Zum 01.03.2018 tritt das neue Gesetz zur Angleichung des Urheberrechts an die aktuellen Erfordernisse der Wissensgesellschaft in Kraft. Das UrhWissG § 60a-h regelt die Nutzung von urheberrechtlichen geschützten Inhalten an Hochschulen.

 

Welche Materialien dürfen nach UrhWissG § 60a in der Hochschullehre zur Veranschaulichung des Unterrichts und der Lehre einem eingeschränkten Teilnehmerkreis* elektronisch zur Verfügung gestellt werden (mit Einschreibe- oder Zugangsschlüssel)?

  • Bis zu 15% eines veröffentlichten Werkes dürfen zu nicht kommerziellen Zwecken vervielfältigt, verbreitet oder einem eingeschränkten Teilnehmerkreis öffentlich zugänglich gemacht werden. Sämtliche Seiten einschließlich Inhalts- und Literaturverzeichnis, Vorwort, Einleitung sowie Namens- und Sachregister sind bei der Berechnung der 15% zu berücksichtigen - außer Leerseiten und Seiten, die überwiegend Abbildungen enthalten.

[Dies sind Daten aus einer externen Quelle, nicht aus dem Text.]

PR #2786, opened 2026-08-21
fix(send): stop over-promising account-less claims and surface the $5 fiat minimum at send time

innolope-dev:
Closes out the send-flow half of TASK-21724 (Michael Koh's report). The claim side is behaving as designed — Pix/Mercado Pago claims require a Peanut account, and the fiat rails have a $5 minimum — but the send flow set the wrong expectation on both counts.

## 1. The "no account needed" over-promise

The send-via-link card said **"No account needed to receive."**, which is only true for bank and external-wallet claims. Pix and Mercado Pago claims require a Peanut account (claim to balance first), so Michael's recipient hit "requires verification" on Mercado Pago and concluded the link was broken.

The copy now scopes the promise and names the caveat:

> No account needed for bank or wallet claims. Pix and Mercado Pago need a Peanut account.

Updated in `en`, `es-419`, and `pt-BR`. `es-AR` inherits the `es-419` string through the deltas-only overlay — the new copy has no second-person forms, so no voseo override is needed (the resolved-catalog glossary test confirms).

## 2. The invisible $5 fiat-claim minimum

`MIN_BANK_TRANSFER_AMOUNT`, `MIN_MERCADOPAGO_AMOUNT` and `MIN_PIX_AMOUNT` are all $5, but nothing surfaced this at send time — a sender could create a $3 link and strand the recipient with no fiat claim route (the "$5 minimum … but it didn't work" half of the report). The claim screen is too late: the money is already locked in the link.

`Initial.link.send.view.tsx` now shows a **non-blocking** warning `InfoCard` when the entered amount is below the smallest fiat minimum, telling the sender the recipient will only be able to claim to a Peanut account or crypto wallet. Small links stay sendable — account and wallet claims have no minimum — so Create link is never disabled by this. The threshold is `Math.min` of the three constants, so it tracks any future value change.

## Not in this PR

- Juan's peer-send failure (6cfc9e) is a different surface with no reproduction yet — split into its own task.
- The backend half of the claim-failure cluster (retryable paymaster failures, parked Bridge profiles) is peanut-api-ts#1382.

## Testing

- Two new tests in the existing view suite: the warning shows at $3 without disabling Create link; absent at $5.
- All 202 tests across the 15 `src/i18n` + `src/components/Send` suites pass on this branch, including catalog key parity, glossary compliance, and ICU compilation for the new keys.
- ESLint and Prettier clean on changed files; typecheck error set verified byte-identical before/after the change (pre-existing failures are missing generated assets in the sandbox).

Same change is also on `claude/send-link-claim-failures-ocfjvf` (main-based) if a production hotfix PR is wanted, mirroring the #2776/#2777 split.

https://claude.ai/code/session_01BLNUBFAcvLkHKdMMawQ1Zv

---
_Generated by [Claude Code](https://claude.ai/code/session_01BLNUBFAcvLkHKdMMawQ1Zv)_

### DIFF
--- a/src/components/Send/link/views/Initial.link.send.view.tsx
+++ b/src/components/Send/link/views/Initial.link.send.view.tsx
@@ -2,7 +2,9 @@
 
 import { useCreateLink } from '@/components/Create/useCreateLink'
 import ErrorAlert from '@/components/Global/ErrorAlert'
+import InfoCard from '@/components/Global/InfoCard'
 import PeanutActionCard from '@/components/Global/PeanutActionCard'
+import { MIN_BANK_TRANSFER_AMOUNT, MIN_MERCADOPAGO_AMOUNT, MIN_PIX_AMOUNT } from '@/constants/payment.consts'
 import { PEANUT_WALLET_TOKEN_DECIMALS } from '@/constants/zerodev.consts'
 import { TRANSACTIONS } from '@/constants/query.consts'
 import { loadingStateContext } from '@/context/loadingStates.context'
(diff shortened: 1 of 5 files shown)


innolope-dev:
Superseded by #2812 — identical diff (tree-identical head), reopened from a new branch to fix commit authorship; force-pushes are blocked repo-wide so the history could not be rewritten in place.

PR #2794, opened 2026-08-22
fix: block account deletion while the wallet still holds funds

innolope-dev:
## Problem

Settings offered **Delete My Account** identically to a user with $500 and a user with $0 — same modal, same copy, no mention of money. Deletion is irreversible (login is blocked forever server-side, no reactivation path), so any balance left behind is out of reach afterwards. One tap sequence, real money, no warning.

## Change

Gate the flow on the wallet's spendable balance (smart account + Rain collateral, via `useWallet`):

- **Funds present** → the button opens a *"Move your money first"* step showing the amount, with a CTA into `/withdraw` and a dismiss. The delete confirmation is unreachable until the balance is down to dust. Emits `delete_account_blocked_balance`.
- **Balance still loading** → falls through to the confirm step and relies on the backend's live read. `usersApi.requestDeletion` now surfaces the server's `409` as a typed `AccountHasBalanceError`, which flips the modal to the same blocked step using the server's figure — rather than the generic "try again" toast.
- **Dust / zero** → unchanged flow.

The `$0.01` floor mirrors the backend's authoritative threshold: sub-cent dust is neither displayable nor withdrawable, and trapping someone in an account they asked to delete over rounding is worse than losing it.

## Depends on

peanut-api-ts https://github.com/peanutprotocol/peanut-api-ts/pull/1394 — the server-side guard, which is what actually stops an old or patched client. This PR is the humane half; it degrades to the existing error toast if it ships first.

## Copy

New keys in `settings.deleteAccount` across en / es-419 / pt-BR, plus voseo deltas for es-AR (the new copy is imperative-heavy, so the tuteo inherited from es-419 reads wrong in AR).

## Testing

- 5 new `DeleteAccountButton` tests covering the blocked step, the `/withdraw` handoff, dust passing through, the unknown-balance fallthrough, and the server-refusal path — 10/10 green
- 186 i18n tests (catalog parity, duplicate-value drift, ICU compilation) green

  • Sprachwerke geringen Umfangs, die nicht länger als 25 Seiten sind, dürfen vollständig genutzt werden.

  • Artikel aus Fach- oder wissenschaftlichen Zeitschriften dürfen genutzt werden, jedoch darf aus einer Zeitschrift nur jeweils ein einzelner Artikel vollständig entnommen werden. Zeitungen und Publikumszeitschriften sind ausgenommen (hier gilt die 15%-Regel).

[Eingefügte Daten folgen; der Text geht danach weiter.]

PR #2795, opened 2026-08-22
fix(capgo): give every OTA upload a unique bundle version

### LINKED ISSUE #2638: Capgo OTA: --version-exists-ok greens the check but ships nothing (version never bumped)

innolope-dev:
Closes #2638. Replaces #2708 — same change, rebuilt on current `dev` (see *Why a new PR* below).

## Problem

`package.json`'s version only moves on a native release, so every OTA upload after the first reused the same bundle version. Capgo failed those uploads loudly until #2636 added `--version-exists-ok`, which turned them into silent no-ops: green check, nothing shipped.

## The fix that must not be used — and is currently in `dev`

Appending the short SHA looks equivalent and is not. `1.0.53-abc1234` is a semver **prerelease** and sorts **below** plain `1.0.53`. Capgo's update endpoint rejects any bundle that sorts under the device's native version (`disable_auto_update_under_native`, on by default — [update.ts](https://github.com/Cap-go/capgo/blob/main/supabase/functions/_backend/plugin_runtime/utils/update.ts)). So the upload succeeds, the dashboard shows a new bundle, and every device on the shipped binary refuses it.

`capgo-deploy.yml` on `dev` does exactly this for every non-production lane today.

## Changes

- **`scripts/capgo-bundle-version.mjs`** — prints `<major>.<minor>` from `package.json` + the git commit count (today: `1.0.10175`). Anchoring major/minor to `package.json` keeps the version above the native floor when a native release bumps it; the commit count makes it unique per commit. It refuses a shallow clone (would emit `1.0.1`), a prerelease override, and any `CAPGO_BUNDLE_VERSION` override below the native version.
- **`capgo-deploy.yml`** — `fetch-depth: 0`, a "Resolve bundle version" step, `--bundle <version>` on the upload, and a post-upload assertion that `channel currentBundle` actually serves the version the run just built. `--version-exists-ok` stays, but now only covers a re-run of the same commit; any other no-op leaves the channel stale and turns the job red. That check is #2638's "verify when fixed" criterion, enforced in CI.
- **Production is deliberately left alone.** `ota-1.0.48` is already plain and above the native floor, and `ota-1.0.48-hotfix1` is an intentional prerelease that still sorts above it. Production keeps its tag-derived version and does not go through the script, which refuses prereleases by design.
- **`capgo:upload:dev|staging`** package scripts get the same derived version — they had the identical collision.

## Verification

- 6 new jest tests (`scripts/__tests__/capgo-bundle-version.test.js`), including a real shallow-clone repo.
- The verification step was simulated under `bash -e` for match / stale-channel / CLI-error; it is green only on a real match.
- `prettier --check` clean on the touched files; the workflow parses.

## Why a new PR

#2708 was cut on 2026-08-17. Since then `dev` deleted `capgo-deploy-ios.yml` (folded into `capgo-deploy.yml`), moved production onto `ota-*` tags, and added the SHA-suffix scheme above — so #2708 conflicted. It could not be fixed in place: merging `dev` into that branch drags in 7 pre-2026-08-18 unsigned `src/content` bumps and the "All branches" ruleset rejects the push (`GH013`), while `non_fast_forward` blocks the rebase escape hatch. Same content, rebuilt on `dev`, reconciled with dev's consolidated lane. #2708 is closed in favour of this.

## Before the first release

Check on the Capgo dashboard that the channels' update policy is not `patch` — that setting blocks any patch-differing bundle, i.e. all OTA, regardless of the version scheme. Also note a native release that overrides `versionName` without bumping `package.json` would strand OTA bundles under the shipped binary.

### DIFF
--- a/.github/workflows/capgo-deploy.yml
+++ b/.github/workflows/capgo-deploy.yml
@@ -68,6 +68,8 @@ jobs:
               with:
                   submodules: true
                   token: ${{ secrets.SUBMODULE_TOKEN }}
+                  # Full history: the bundle version's patch is the commit count.
+                  fetch-depth: 0
 
             - uses: pnpm/action-setup@0ebf47130e4866e96fce0953f49152a61190b271 # v6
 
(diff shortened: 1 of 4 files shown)


innolope-dev:
@coderabbitai review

  • Abbildungen (auch Fotos) dürfen vollständig genutzt werden.

  • Filme und Musikstücke, die kürzer als fünf Minuten sind, können genutzt werden. Sind sie größer, gilt die 15%-Regel. Kinofilme müssen älter als zwei Jahre sein.

 

* Zugriff für eingeschränkten Teilnehmerkreis = Lehrende und Teilnehmer der jeweiligen Veranstaltung; Lehrende und Prüfer an derselben Bildungseinrichtung; Dritte, soweit dies der Präsentation des Unterrichts, von Unterrichts- und Lernergebnissen an der der Bildungseinrichtung dient.

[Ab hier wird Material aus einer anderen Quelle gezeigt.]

PR #2796, opened 2026-08-24
fix(seo): link localized pages to content owners

0xkkonrad:
## Summary

- point localized internal content links at the locale that owns the rendered prose, instead of emitting crawlable fallback URLs that canonicalize elsewhere
- keep genuinely owned `es-ar` pages local while resolving fallback-only pages through `es-419` and then English; preserve query strings, fragments, external URLs, and anchors
- resolve exact-origin `https://peanut.me` content URLs too, while leaving app/hub URLs and lookalike or insecure origins untouched
- keep filesystem-backed resolution server-side by splitting the visual footer chrome and serializing a resolved homepage href map across the server/client boundary

## Task

[TASK-21781](https://app.notion.com/p/3c68381175798101b16ec08033342716?pvs=204)

## Risks / breaking changes

- changes link destinations across marketing homepages, content directories, help/stories listings, destination grids, related pages, and MDX links
- no copy, layout, API, or user-flow change; locale ownership follows the checked-in content mirror, so future content additions automatically retain the requested locale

Frei nutzbar sind weiterhin (vgl. E-Learning-Arbeitsgruppe TU Darmstadt):

  • Kleine Auszüge im Rahmen des Zitatrechts,

  • Creative Commons,

  • Werke von Autoren, die über 70 Jahre tot sind,

  • Public Domains,

  • Open-Access-Materialien (wenn Lizenzbestimmungen vorliegen),

  • Materialien mit Campus-Lizenzen oder National-Lizenzen,

  • Materialien mit individueller Erlaubnis des Urhebers.